_What to produce_
Each line of the data must be set down again without a single difference.

Stored entries:
--- START ---

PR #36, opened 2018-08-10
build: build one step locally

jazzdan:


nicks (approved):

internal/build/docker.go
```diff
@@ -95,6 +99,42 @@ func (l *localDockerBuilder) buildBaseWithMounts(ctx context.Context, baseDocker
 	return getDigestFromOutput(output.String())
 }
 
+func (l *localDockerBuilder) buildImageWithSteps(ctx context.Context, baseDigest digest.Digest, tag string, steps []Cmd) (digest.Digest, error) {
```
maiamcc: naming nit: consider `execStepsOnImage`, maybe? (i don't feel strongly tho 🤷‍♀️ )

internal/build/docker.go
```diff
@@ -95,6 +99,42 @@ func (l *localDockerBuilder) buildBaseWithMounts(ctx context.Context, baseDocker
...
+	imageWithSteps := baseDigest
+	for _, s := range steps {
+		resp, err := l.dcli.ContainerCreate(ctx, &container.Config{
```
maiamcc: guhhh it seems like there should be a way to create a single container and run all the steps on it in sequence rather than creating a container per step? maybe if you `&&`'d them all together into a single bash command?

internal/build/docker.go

--- END ---

_Answer below_
PR #36, opened 2018-08-10
build: build one step locally

jazzdan:


nicks (approved):

internal/build/docker.go
```diff
@@ -95,6 +99,42 @@ func (l *localDockerBuilder) buildBaseWithMounts(ctx context.Context, baseDocker
 	return getDigestFromOutput(output.String())
 }
 
+func (l *localDockerBuilder) buildImageWithSteps(ctx context.Context, baseDigest digest.Digest, tag string, steps []Cmd) (digest.Digest, error) {
```
maiamcc: naming nit: consider `execStepsOnImage`, maybe? (i don't feel strongly tho 🤷‍♀️ )

internal/build/docker.go
```diff
@@ -95,6 +99,42 @@ func (l *localDockerBuilder) buildBaseWithMounts(ctx context.Context, baseDocker
...
+	imageWithSteps := baseDigest
+	for _, s := range steps {
+		resp, err := l.dcli.ContainerCreate(ctx, &container.Config{
```
maiamcc: guhhh it seems like there should be a way to create a single container and run all the steps on it in sequence rather than creating a container per step? maybe if you `&&`'d them all together into a single bash command?

internal/build/docker.go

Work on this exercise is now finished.